14 July 2010
Ice Core at NEEM Approaching Greenland Bedrock
Posted by Dan Satterfield
While the lower 48 bakes this summer, a group of 30 researchers are drilling a big hole in the ice at the top of the world. It’s all in the name of science. The North Greenland Eemian ice core project is not the first ice core to be drilled through the Greenland icecap. It may be the most important though.
Rewriting Earth’s Climate History
Earlier cores have rewritten the climate text books. This core will likely do the same. Especially, if the group at NEEM are lucky enough to get a good core of ice from the Eemian.
The Eemian is the name for the warm period BEFORE the last ice age. Knowing how the climate behaved then, and in the transition to the ice last ice age, will tell us a lot about what we are facing in the future.
Playing With Fire and Ice
We are without doubt fiddling with the Earth’s thermostat. In spite of what you may think, the ice cores and sediment cores we have already tell us that our climate is not nearly as stable as written human history would indicate.

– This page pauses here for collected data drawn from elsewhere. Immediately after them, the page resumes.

PR #84, opened 2024-10-14
Add Support for Using Test Suite Name

noanflaherty:
This updates our external evals hand-written lib code to support either a Test Suite's ID or Name in use with external evals.

It also updates the Jupyter notebook example accordingly.


dvargas92495 (approved):

peicodes (commented):
👍

PR #174, opened 2024-11-25
Add Codegen Directory from prototype to `ee/codegen`

dvargas92495:
This PR migrates our codegen logic from the prototype repo into `ee/codegen`. In order to enable that, we had to include the other following changes:
- Updating .gitignore with codegen related files
- Introducing `isort`, which is also being updated [upstream](https://github.com/vellum-ai/vellum-client-generator/pull/552)
- add a github action for running codegen in CI with the relevant fernignore
- The fixtures that were in `vellum_ee_tests/codegen_integration` were moved to `ee/codegen_integration`.
    - Note that I at first wanted to do `ee/tests/codegen_integration`, but we can't have multiple modules that start with `tests.`, so it conflicted with our root level `tests` dirs


noanflaherty (approved):

kirawoods:
🥳

PR #179, opened 2024-11-25
Implement Boilerplate for Generic Nodes

noanflaherty:
I'll soon be writing unit tests for our `graph` attribute. As part of this, I'm gonna want to keep my tests very basic and just work with custom/generic nodes, rather than instantiating specific nodes of specific types.

As such, I figured it's as good a time as any to introduce the boilerplate needed for generic nodes.

### DIFF
--- a/ee/codegen/src/__test__/helpers/node-data-factories.ts
+++ b/ee/codegen/src/__test__/helpers/node-data-factories.ts
@@ -876,12 +876,7 @@ export function apiNodeFactory({
 
 export function genericNodeFactory(): GenericNode {
   const nodeData: GenericNode = {
-    id: "7e09927b-6d6f-4829-92c9-54e66bdcaf80",
     type: WorkflowNodeType.GENERIC,
-    data: {
-      label: "Generic Node",
-    },
-    inputs: [],
   };
   return nodeData;
 }
--- a/ee/codegen/src/__test__/helpers/node-data-factories.ts
+++ b/ee/codegen/src/__test__/helpers/node-data-factories.ts
@@ -874,11 +874,13 @@ export function apiNodeFactory({
   return nodeData;
 }
 
-export function genericNodeFactory(): GenericNode {
+export function genericNodeFactory(
+  { name }: { name: string } = { name: "MyCustomNode" }
+): GenericNode {
   const nodeData: GenericNode = {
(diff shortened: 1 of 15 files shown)


ee/codegen/src/serializers/vellum.ts
```diff
@@ -1655,6 +1656,29 @@ export declare namespace ErrorNodeSerializer {
...
+> = objectSchema({
+  type: stringLiteralSchema("GENERIC"),
+  id: stringSchema(),
+  data: objectSchema({
+    label: stringSchema(),
+  }),
+  inputs: listSchema(NodeInputSerializer),
+  displayData: propertySchema("display_data", anySchema()),
+  definition: WorkflowNodeDefinitionSerializer.optional(),
+});
```
noanflaherty: I expect this to change a lot down the line, but starting with this for now.

NgoHarrison (approved):

peicodes (approved):

ee/codegen/src/__test__/helpers/node-data-factories.ts
```diff
@@ -872,3 +873,15 @@ export function ApiNodeFactory({
...
 }
+
+export function genericNodeFactory(): GenericNode {
+  const nodeData: GenericNode = {
+    id: "7e09927b-6d6f-4829-92c9-54e66bdcaf80",
+    type: WorkflowNodeType.GENERIC,
+    data: {
+      label: "Generic Node",
+    },
+    inputs: [],
```
dvargasfuertes: [q] do we need `id`, `data` and `inputs`?

dvargas92495 (approved):
Ideally we are able to only include fields that we perceive existing long term. If the goal is "to play nicely with the UI today", we'd be able to make a hard fork on the logic based on `type=='GENERIC'`, and go down a component tree that doesn't assume old fields. Once we migrate all old nodes to be generic nodes, we could then drop the `type`

noanflaherty:
I'm going to close this and reopen following Vargas's feedback. There's like other smaller PRs I can get in to ease us into this.

noanflaherty:
@dvargas92495 this is ready for re-review.

cc @peicodes

dvargas92495 (approved):
💥

PR #185, opened 2024-11-26
[SC-5637] Add stable condition ids

NgoHarrison:


ee/codegen/src/__test__/nodes/__snapshots__/conditional-node.test.ts.snap
```diff
@@ -22,6 +22,10 @@ class ConditionalNodeDisplay(BaseConditionalNodeDisplay[ConditionalNode]):
             rhs=None,
         )
     ]
+    condition_ids = {
+        0: UUID("8d0d8b56-6c17-4684-9f16-45dd6ce23060"),
+        1: UUID("ea63ccd5-3fe3-4371-ba3c-6d3ec7ca2b60"),
+    }
```
noanflaherty: nit: If the keys are always gonna be consecutive integer values starting from 0, we might as well just use an array, no?

ee/vellum_ee/workflows/display/nodes/vellum/conditional_node.py
```diff
@@ -44,13 +44,15 @@ class RuleIdMap:
...
     rule_ids: ClassVar[List[RuleIdMap]]
+    condition_ids: ClassVar[Dict[int, UUID]]
 
     def serialize(self, display_context: WorkflowDisplayContext, **kwargs: Any) -> JsonObject:
         node = self._node
         node_id = self.node_id
 
         node_inputs: List[NodeInput] = []
         source_handle_ids = self._get_source_handle_ids() or {}
+        condition_ids = self._get_condition_ids() or {}
```
noanflaherty: Assuming we go with my suggestion above, we should raise an exception if the user explicitly specified condition_ids on the class, but the length of the array they provided doesn't match the number of conditions

noanflaherty (approved):

ee/codegen/src/__test__/nodes/__snapshots__/conditional-node.test.ts.snap
NgoHarrison: Good point will update

NgoHarrison:
@noanflaherty @peicodes    
So these changes helps with the root condition id but this id in the rule group still uses a hash. i can introduce another field like the condition_ids but this feels like overkill/redundant. Do you have ideas for another approach?
```
{
                    "id": condition_id,
                    "type": port._condition_type.value,
                    "source_handle_id": source_handle_id,
                    "data": {
                        "id": str(uuid4_from_hash(f"{condition_id}|rule_group")),
                        "rules": rules,
                        "combinator": "AND",
                        "negated": False,
                        "field_node_input_id": None,
                        "operator": None,
                        "value_node_input_id": None,
                    },
                }
```

peicodes:
@NgoHarrison Great catch! I think the issue is hinted at in this code:
```
            rules = condition_rule["rules"] if condition_rule["rules"] else [condition_rule]
```

We are treating the top-level rule group (in `data`) differently because we want to guarantee that the top-level is always a group. One option is to treat it the same.

I'm imagining something like this:
- Codegen generates `rule_ids` assuming that each condition will always serialize in such a way where the top-level entity for a condition is always a rule group and never a rule. 
- We split up the serialization into a few steps:
  1. Port conditions -> Vellum conditions, without adding the IDs
  2. When a vellum condition's top-level entity is NOT a group, wrap it in a group
  3. Use `rule_ids` to populate the resulting vellum conditions

I feel 3/5 that given the complexity of this option, we should instead consider updating the list we use for overriding condition IDs from a list of UUID to a list of dataclasses:

```
class ConditionId:
  id: UUID
  rule_group_id: UUID
```

It doesn't scratch the elegance itch the same way but I think will be more maintainable going forward. No sophisticated transformations or mappings.

PR #186, opened 2024-11-26
[Codegen] Add Support for Codegenning Workspace Secrets

noanflaherty:
Adds codegen support for when a node points to a workspace secret.


ee/codegen/src/generators/node-inputs/node-input-value-pointer-rules/execution-counter-pointer.ts
```diff
@@ -12,12 +12,10 @@ export class ExecutionCounterPointerRule extends BaseNodeInputValuePointerRule<E
...
     );
 
-    const inputRef = python.reference({
+    return python.reference({
       name: nodeContext.nodeClassName,
       modulePath: nodeContext.nodeModulePath,
       attribute: ["Execution", "counter"],
     });
-    this.addReference(inputRef);
-    return inputRef;
```
noanflaherty, line 21: We no longer have to manually add references because the base class does this with the return value of this function.

NgoHarrison (approved):

PR #188, opened 2024-11-26
[Codegen][SC-5269] Add Partial Codegen Support for Subworkflow Deployment Nodes

noanflaherty:
This adds partial codegen support for Subworkflow Deployment Nodes.

We still need to do some work around generating their outputs, but that'll come in a future PR.


kirawoods (commented):
🆒

PR #189, opened 2024-11-26
Fix Codegen Version Script & Increment

noanflaherty:
Fixes the script used to increment post versions, and also increments the version.


m-abboud (commented):
✅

The last ten thousand years have been very unusual. The climate has been very benign and stable. Brian Fagan wrote a book about this period called “The Long Summer”.
Look at the data from previous ice cores. The Vostok ice core from Antarctica shows very well how stable the last 10,000 years have been and how unstable the previous 500,000 years before it were! The red line in the graphic shows a very stable climate for the past 10,000 years. Before that the climate is a roller coaster.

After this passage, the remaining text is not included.